The function binom.test() will do an exact binomial test. It requires three pieces of information in the input.

  • x: the number of successes
  • n: the number of trials
  • p: the proportion stated by the null hypothesis.

For example, let’s consider the hypothetical feeding trial discussed in lecture with pulelehua Kamehameha caterpillars. We imagined we did a feeding trial with 30 replicates between māmaki and Urtica. Out of those 30 trials we imagined the caterpillars choose māmaki 21 times. Let’s test the null hypothesis of no preference using binom.test. We need to tell binom.test the number of successes (x = 21), the number trials (n = 30) and the null hypothesis probability (p = 0.5).

binom.test(x = 21, n = 30, p = 0.5)

    Exact binomial test

data:  21 and 30
number of successes = 21, number of trials = 30, p-value = 0.04277
alternative hypothesis: true probability of success is not equal to 0.5
95 percent confidence interval:
 0.5060410 0.8526548
sample estimates:
probability of success 
                   0.7 

In this case, the output of the function gives quite a bit of information. One key element that we will be looking for is the P-value; in this case R tells us that the P-value is 0.04277. This is the P-value that corresponds to a two-tailed test.

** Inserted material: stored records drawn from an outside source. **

PR #816, opened 2024-10-25
docs: :memo: pseudo code and docstring for `write_resource_parquet()`

### LINKED ISSUE #642: Create internal flow diagram for `write_resource_parquet()`

lwjohnst86:
## Description

Based on @martonvago's suggestion, I'll write things in "pseudocode" from now on. But instead of pseudocode, I will write an outline of the Python function with how I think it might flow inside. Plus, I can write the full docstrings inside, so you all don't need and we don't need to move it over from the Quarto doc. **I have NOT ran this, tested it, or did any execution, this is purely how I think it might work**, hence "pseudo" :stuck_out_tongue:. I'll add some comments directly to the code in the PR.

Closes #642

## Checklist

- [x] Updated documentation


docs/design/implementation/python-functions.qmd
```diff
@@ -215,11 +215,7 @@ fig-alt="A Plant UML schematic of the detailed code flow within the `write_resou
 ::: {.callout-note collapse="true"}
 ### `write_resource_parquet(raw_files, path)`
 
-This function takes the files provided by `raw_files` and merges them
-into a `data.parquet` file provided by `path`. Use
-`path_resource_data()` to provide the correct path location for `path`
-and `path_resource_raw_files()` for the `raw_files` argument. Outputs
-the path object of the created file.
+See `help(write_resource_parquet)` for more details.
 :::
```
lwjohnst86, line 219: I might decide to delete this entirely, since we will soon have the docstrings auto-generated into the website for us :grin:

sprout/core/write_resource_parquet.py
```diff
@@ -0,0 +1,79 @@
+# ruff: noqa
```
lwjohnst86, line 1: Delete this later, but it just stops the linter from processing this file, since it is not valid Python code yet.

sprout/core/write_resource_parquet.py
```diff
@@ -0,0 +1,79 @@
...
+def write_resource_parquet(
+    raw_files_path: list[Path], parquet_path: Path, properties_path: Path
```
lwjohnst86, line 3: I couldn't decide how to handle the properties part, or even whether we should do any verification against the properties. My reasoning here is that may, just maybe, someone might make a change in the files outside of Sprout. So I thought, we can assume generally that the raw data are already verified, but can't guarantee it. Better to be safe than sorry!

sprout/core/write_resource_parquet.py
```diff
@@ -0,0 +1,79 @@
+# ruff: noqa
+def write_resource_parquet(
```
lwjohnst86, line 2: Maybe a better name would be `write_resource_raw_to_parquet()`? Alternatively, create another function that reads from the raw files and outputs a DataFrame, so that this functions first argument is `data`. Thoughts?

sprout/core/write_resource_parquet.py
```diff
@@ -0,0 +1,79 @@
...
+    that the files stored in the `resources/raw/` folder have already been
+    verified and validated, this function does some quick verification checks
+    of the data after reading it into Python from the raw file(s) by comparing
+    with the current properties given by the `properties_path`. All data in the
+    `resources/raw/` folder will be merged into one single data object and then
+    written back to the Parquet file. The Parquet file will be overwritten.
+
+    Examples:
+
+        ``` python
```
lwjohnst86, line 18: Based on the decision post for using quartodoc to generate the docstrings into the website, we can actually include executable code in the examples via using `{python}`. Without the `{}`, it will not execute. Just something to keep in mind, if we want to show users what it might look like when executed.

sprout/core/write_resource_parquet.py
```diff
@@ -0,0 +1,79 @@
...
+
+def write_parquet(data: DataFrame, path: Path) -> Path:
+    return path
+
+
+def read_raw_files(paths: list[Path]) -> DataFrame:
+    # Can read gzip files.
+    data_list = [polars.read_csv(path) for path in paths]
+    # Merge them all together.
+    data = polars.concat(data_list)
```
lwjohnst86, line 67: I added this real code here because I was curious how Polars might do it. It seems it can!

sprout/core/write_resource_parquet.py
```diff
@@ -0,0 +1,79 @@
...
+    # Confirms that the data matches the resource properties found in `datapackage.json`.
+    # Not sure if this is the best solution here to load in the properties file.
+    verify_is_file(properties_path)
+    properties = read_json(properties_path)
+
+    # This function could be several, e.g. verify_data_column_types(), verify_data_column_names()?
+    verify_data(data, properties)
+
+    # Could include validation here?
+    # validate_data(data, properties)
```
lwjohnst86, line 54: I think we can keep this as a TODO item and keep it commented, but not implement it for now.

martonvago (commented):
Very nice!! Just some questions.

I think I've developed some confusion about what the raw data files represent. Are they different versions of the data (with later versions overwriting earlier ones) or different sections of the data (e.g. one file for rows 1-100 and another one for rows 101-200)? Well, I guess there is no reason why they couldn't be used as both...

sprout/core/write_resource_parquet.py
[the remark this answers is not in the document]
lwjohnst86: Yea, I was thinking that, but at least within core, I'd really like to avoid having internal assumptions on where things are located in the folder. Hence why I wrote up the `path_` functions, so that there is that separation. In CLI and in the app, we should definitely have that assumption, but I'm not sure about in core. I'd like to keep it a bit more flexible, just in case.

sprout/core/write_resource_parquet.py
```diff
@@ -0,0 +1,79 @@
...
+        Outputs the path object of the created Parquet file.
+    """
+    # Not sure if this is the correct way to verify multiple files.
+    [verify_is_file(path) for path in raw_files_path]
+
+    data = read_raw_files(raw_file)
+
+    # Confirms that the data matches the resource properties found in `datapackage.json`.
+    # Not sure if this is the best solution here to load in the properties file.
+    verify_is_file(properties_path)
```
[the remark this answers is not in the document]
lwjohnst86: For the first question, yea, that makes sense, to have it the same as in `write_resource_data_to_raw()`. 

For the second question. Both `verify_data()` and `validate_data()` compare against properties. Validating compares against only the `constraints` field. Think of the difference being, with verify, it is checking that a given column is called `age` and that it is a `int` or `float` and that it has a given number of rows. With validate, it is checking that `age` is between 0 and 120 (since most humans don't live past 120), but only if that `constraints` field is provided by the user.

I don't know how frictionless handles this, based on how I read the docs, it seems the validate function does mostly verifying. Which is a bit annoying semantically, but :shrug:... Maybe I'll open an issue in their repo :stuck_out_tongue:

sprout/core/write_resource_parquet.py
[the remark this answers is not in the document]
martonvago: Okay, that makes sense! I'm just thinking that sometimes (not necessarily here) you want to go from one path to another one (e.g. you know the resource folder path and want the path to `datapackage.json`), and I'm not always sure what I'm allowed to assume / how I'm allowed to manipulate them. (Not really a question now, but I'll ask it properly when it comes up 😅 )

sprout/core/write_resource_parquet.py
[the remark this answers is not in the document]
martonvago: Ah okay, I get it now, thanks! Yeah, based on what I've seen, their `validate` does both: it checks the data against the type and number of fields specified in the schema (so verifies it) and also checks it against any constraints (so validates it). If we want to treat these separately, we could try filtering the error messages (like we do for `ResourceError` vs `PackageError`).

Should we treat these separately? I've looked quite a bit at this for [write_resource_data_to_raw](https://sprout.seedcase-project.org/docs/design/implementation/python-functions#fig-write-resource-data-to-raw), so could do it either way.

sprout/core/write_resource_parquet.py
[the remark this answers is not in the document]
martonvago: What would you think about adding some functions that are the inverse of the path functions? So for `path_package(package_id: int) -> Path` we could have `package_id_from_path_package(path: Path) -> int`. This wouldn’t add any new assumptions (other than the invertibility) and it would allow us to go from one path to another via the IDs. We could structure them analogously to the path functions and keep them all together.

lwjohnst86:
@martonvago I forgot to respond to your initial question.

Raw files are kept from the initial upload to keep a record just in case something happens.

A potential scenario might be, a first round of surveys are sent to people and that data gets uploaded to Sprout. That's one raw file. Maybe a few months later, the same survey is sent out and that data gets uploaded. That's another raw file. So those two raw files get merged together and saved as the `data.parquet` file, which would be the file that researchers actually use to do analyses.

sprout/core/write_resource_parquet.py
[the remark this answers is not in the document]
signekb: Probably a good idea to keep things separate

sprout/core/write_resource_parquet.py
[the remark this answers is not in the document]
signekb: In relation to the specifics of this, I'm awaiting the discussion in #826

sprout/core/write_resource_parquet.py
```diff
@@ -0,0 +1,79 @@
...
+
+def read_raw_files(paths: list[Path]) -> DataFrame:
+    # Can read gzip files.
+    data_list = [polars.read_csv(path) for path in paths]
+    # Merge them all together.
+    data = polars.concat(data_list)
+    return data
+
+
+def verify_data(data: DataFrame, properties: dict) -> Path:
```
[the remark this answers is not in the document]
signekb: Are we moving away from `frictionless-py` altogether, or do we want to use it for verification still? In relation to the discussion in #826

signekb (commented):
The overall picture of this makes sense to me as well 👍

docs/design/interface/functions.qmd
```diff
@@ -127,13 +127,21 @@ flowchart
     function --> out
 ```
 
-### {{< var wip >}} `write_resource_parquet(raw_files, path)`
+### {{< var wip >}} `build_resource_parquet(raw_files_path, resource_properties)`
```
lwjohnst86, line 130: I'm unsure of the naming here. And I'm unsure if it should output a DataFrame and have another function `write_resource_parquet()` that does the writing.

docs/design/interface/pseudocode/build_resource_parquet.py
```diff
@@ -0,0 +1,73 @@
...
+) -> Path:
+    """Merge all raw resource file(s) and write into a Parquet file.
+
+    This function takes the file(s) provided by `raw_files_path` and merges them into
+    a `data.parquet` file. The Parquet file will be stored at the path found in `ResourceProperties.path`.
+    While Sprout generally assumes
+    that the files stored in the `resources/raw/` folder have already been
+    verified and validated, this function does some quick verification checks
+    of the data after reading it into Python from the raw file(s) by comparing
+    with the current properties given by the `resource_properties`. All data in the
```
lwjohnst86, line 13:
```suggestion
    While Sprout generally assumes
    that the files stored in the `resources/raw/` folder are already correctly
    structured and tidy, it still runs checks to ensure the data are correct
    by comparing to the properties. All data in the
```

martonvago (changes requested):
This looks very sensible to me :grin:

martonvago (approved):
:partying_face:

The binom.test() function also gives an estimate of the proportion of successes (in this case 0.7). It also gives an approximate 95% confidence interval. The method used to calculate this confidence interval is different from the method we discussed in lecture. When calculating confidence intervals for proportion data, you are welcome to use either the output of binom.test or the method we covered in lecture involving qbinom.

7.3 Questions

Let’s imagine a new feeding trial of pulelehua Kamehameha caterpillars. This time we will imagine a comparison inspired by Bongar et al. (2024). They looked at māmaki versus a close relative that happens to be invasive in Hawaiʻi: Cecropia obtusifolia. If pulelehua Kamehameha caterpillars could thrive on Cecropia obtusifolia that would be great.

Inspired by the results of Bongar et al. (2024), let’s suppose that out of 50 feeding trials where pulelehua Kamehameha caterpillars are given a choice between māmaki and Cecropia obtusifolia, they choose māmaki 38 times.

  1. Use binom.test() to calculate the estimated proportion of choosing māmaki. What is the 95% confidence interval for this proportion? What is the two-tailed \(P\)-value of the null hypothesis?

  2. Based on the results form binom.test you just produced does it seem promising that pulelehua Kamehameha caterpillars will be able to use Cecropia obtusifolia as a food plant?

  3. Based on the 95% confidence intervals, do you think the proportion of times the caterpillars choose māmaki over Urtica versus the proportion of times they choose māmaki over Cecropia obtusifolia are different from one another? Explain your answer. The hypothetical experiment comparing choice between māmaki and Urtica comes from our lectures, please refer to lecture slides for details on this hypothetical experiment.

  4. Find your own proportion data on the Internet or at home if you are doing this after lab. Develop a null hypothesis, state it in your report, and use binom.test() to test it. Did you reject your null hypothesis? Explain why or why not.